Wieniawski Etude Caprice 4: difficulty and technical standpoints

February 16, 2018, 8:41 AM · Difficulty? Good piece to practice spiccato and various other techniques?

Replies (4)

February 16, 2018, 9:18 AM · Sure. Sautille and arpeggios.

When I was first learning it I made the mistake of trying to gradually speed up a bouncing stroke. Didn't work for the speed required for this piece. I had to approach it from a different direction: on the string with a very compact stroke, especially to get it started. That's what worked for me. But simply trying to speed up a regular bounce? Not really.

February 16, 2018, 9:50 AM · Does this mean when I practice I shouldn't start bouncing and doing spiccato right away during the slow practice?
Edited: February 16, 2018, 10:18 AM · Due to the speed required, I'd probably recommend learning the notes perfectly by memory so that you can play it reasonably fast detache first.

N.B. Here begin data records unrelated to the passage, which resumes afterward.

PR #1000, opened 2017-08-22
Remove duplicated code from buildASTSchema and extendSchema

IvanGoncharov:
Duplicated code caused issues in the past, for example, #961.
Also, it makes PRs that I working right now significantly bigger.
I tried to leave code intact as much as possible to simplify review.

### DIFF
--- a/src/utilities/buildASTSchema.js
+++ b/src/utilities/buildASTSchema.js
@@ -65,6 +65,7 @@ import type {
   GraphQLNamedType,
   GraphQLInputType,
   GraphQLOutputType,
+  GraphQLFieldConfig,
 } from '../type/definition';
 
 import {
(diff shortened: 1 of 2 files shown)


IvanGoncharov:
I did a second pass and unify even more code now both function share type caching logic.
@wincent Would be great to hear your thoughts on overall design and on the naming of the new class and methods?

wincent:
@IvanGoncharov: I'm going to look at this one now. If your intention is that it should replace #999 please go ahead and close that one.

wincent:
This is great. Really good to see the redundancy eliminated here. The naming looks fine to me. I'd suggest doing a sweep through making sure that only methods that need to be public on the `ASTDefinitionBuilder` class are actually public (at least `buildWrappedType`, for instance, looks like it could be `_buildWrappedType`.

IvanGoncharov:
> I'd suggest doing a sweep through making sure that only methods that need to be public on the ASTDefinitionBuilder class are actually public (at least buildWrappedType, for instance, looks like it could be _buildWrappedType).

@wincent Done ✅ 

> I'm going to look at this one now. If your intention is that it should replace #999 please go ahead and close that one.

I try to keep separate PRs for separate changes. So #999 change the same function but intended to simplify different parts of it. After one of the PRs will be merged I will rebase the second one.

PR #2684, opened 2020-07-02
fix: Permit `isDeprecated` field in presence of `deprecationReason`

trevor-scheer:
Currently, the typings for a `GraphQLField` and `GraphQLEnumValue` are at odds with their runtime expectations.

The typings require the existence of `isDeprecated`.
https://github.com/graphql/graphql-js/blob/13ab792895c7056186fddee552d0db9776c735a3/src/type/definition.js#L1002
https://github.com/graphql/graphql-js/blob/13ab792895c7056186fddee552d0db9776c735a3/src/type/definition.js#L1470

However, at runtime, we throw an error if `isDeprecated` exists.
https://github.com/graphql/graphql-js/blob/13ab792895c7056186fddee552d0db9776c735a3/src/type/definition.js#L838-L841
https://github.com/graphql/graphql-js/blob/13ab792895c7056186fddee552d0db9776c735a3/src/type/definition.js#L1431-L1434

This PR proposes that we _permit_ the presence of that field as long as `deprecationReason` is also provided. Alternatively, we could update the types and make `isDeprecated` optional.

I'm currently running into this error in a PR to the `apollo-tooling` repo to migrate to v15:
https://github.com/apollographql/apollo-tooling/pull/1743

### DIFF
--- a/src/type/__tests__/definition-test.js
+++ b/src/type/__tests__/definition-test.js
@@ -399,6 +399,22 @@ describe('Type System: Objects', () => {
     );
   });
 
+  it('allows an Object type with an isDeprecated field if a deprecationReason field is present', () => {
+    const OldObject = new GraphQLObjectType({
+      name: 'OldObject',
+      // $DisableFlowOnNegativeTest
+      fields: {
+        field: {
+          type: ScalarType,
+          isDeprecated: false,
+          deprecationReason: undefined,
+        },
+      },
+    });
+
+    expect(() => OldObject.getFields()).not.to.throw();
+  });
+
   it('rejects an Object type with incorrectly typed interfaces', () => {
     const objType = new GraphQLObjectType({
       name: 'SomeObject',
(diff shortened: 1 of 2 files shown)


IvanGoncharov:
https://github.com/graphql/graphql-js/blob/13ab792895c7056186fddee552d0db9776c735a3/src/type/definition.js#L1458-L1474

@trevor-scheer For creating types you should use only `GraphQ*Config` types and they deliberately missing `isDeprecated`. We plan to remove `isDeprecated` completely in v16 (except of introspection) so removing it from config types is part of our deprecation plan and was done in `15.0.0` as a breaking change.

trevor-scheer:
For anyone else that may run into this issue, here is my commit which resolved the issue. Exactly as @IvanGoncharov explained. Thank you!

[`e9db99d` (#1743)](https://github.com/apollographql/apollo-tooling/pull/1743/commits/e9db99de5b5a4e128aee7409c5c58d7f4f5833ed)

PR #2711, opened 2020-07-15
Add failing test in findBreakingChanges-test.js

DrewML:
Not sure if I'm overlooking some cases, so I'm starting with a failing test to help demonstrate the proposed change.

The output of the test in this PR is:

```sh
1) findBreakingChanges
    should not flag args changing from String or Int to ID as breaking:

    AssertionError: expected [ Array(2) ] to deeply equal []
    + expected - actual

    -[
    -  {
    -    "description": "Type1.field1 arg arg1 has changed type from String to ID."
    -    "type": "ARG_CHANGED_KIND"
    -  }
    -  {
    -    "description": "Type1.field2 arg arg1 has changed type from Int to ID."
    -    "type": "ARG_CHANGED_KIND"
    -  }
    -]
    +[]
```

Looking through the commit history of `findBreakingChanges`, it seems like the feature was designed to follow the spirit of "breaking changes" as mentioned in the spec:

> As GraphQL type system schema evolve over time by adding new types and new fields, it is possible that a request which was previously valid could later become invalid. Any change that can cause a previously valid request to become invalid is considered a breaking change

If an argument's type is changed from either a `String` or `Int` to `ID`, a query providing either of those input types should still pass validation, and be capable of executing successfully (assuming the field resolve functions adjusts for input coercion).

### DIFF
--- a/src/utilities/__tests__/findBreakingChanges-test.js
+++ b/src/utilities/__tests__/findBreakingChanges-test.js
@@ -562,6 +562,24 @@ describe('findBreakingChanges', () => {
     expect(findBreakingChanges(oldSchema, newSchema)).to.deep.equal([]);
   });
 
+  it('should not flag args changing from String or Int to ID as breaking', () => {
+    const oldSchema = buildSchema(`
+      type Type1 {
+        field1(arg1: String): Int
+        field2(arg1: Int): Int
+      }
+    `);
+
+    const newSchema = buildSchema(`
+      type Type1 {
+        field1(arg1: ID): Int
+        field2(arg1: ID): Int
+      }
+    `);
+
+    expect(findBreakingChanges(oldSchema, newSchema)).to.deep.equal([]);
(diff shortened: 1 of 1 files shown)


IvanGoncharov:
@DrewML It's breaking for the case where your clients pass it as query variable since it's explicitly marked as `String`:
```graphql
query ($id: String) {
  field1(arg1: $id)
}
```
changing it to string will break this rule
http://spec.graphql.org/draft/#sel-IALbLDHCJCAACIBohU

I like to split up tasks, especially difficult ones. I wouldn't try to both learn the notes well and work on the bow stroke at the same time. Not knowing the notes and being confident with the shifts will just interfere with the bow work. It's a pretty easy piece to memorize, as Wieniawski tends to be due to the repetition of themes.

My mantra to students is to simplify, simplify, simplify. Tear the piece apart, work on each technical problem, and only then put it back together. I think you'll find that if you can play the piece fairly fast with a very tiny detache stroke you can then progress to sautille. It's important to be in the right place in the bow.Start the piece on the string and digging in. But I wouldn't approach it the same way you would the Mozart/Kreisler Rondo, which is slow enough to be a bounce.

While you're working on the notes, shifts, fingerings, etc (of course with the full set of practice rhythms a groupings), you can practice the sautille stroke by itself on one pitch.

It can be a very helpful technique in other situations, such as Paganini Caprice #15 in the B section up-bow staccato. When I learned this piece, I didn't really have a great up-bow staccato (and still don't...). The first run is just a G-major scale, and so it's easy to be fooled into thinking that the notes aren't a problem. But there is still the string crossings. So what I did was actually write out and memorize the string crossings by practicing the stroke on single notes on each string:
BBBB-EEEE-AAAA-DDDDDD. That way my arm learned the string crossings first. Adding the G scale was easy after that. In the second run starting on the high F#, you have the additional problem of the shift, so practicing the run slurred and every other which way without the bow stroke yet makes sense.

As we improve we can practice several skills at once. But sometimes the music demands (at least for me) imaginative ways to split up and solve the individual problems. The alternative for most of us mortals is to bang our heads against the wall out of frustration.

If I pass on anything of meaning to my students, it's that principle.

February 16, 2018, 10:26 AM · Thanks!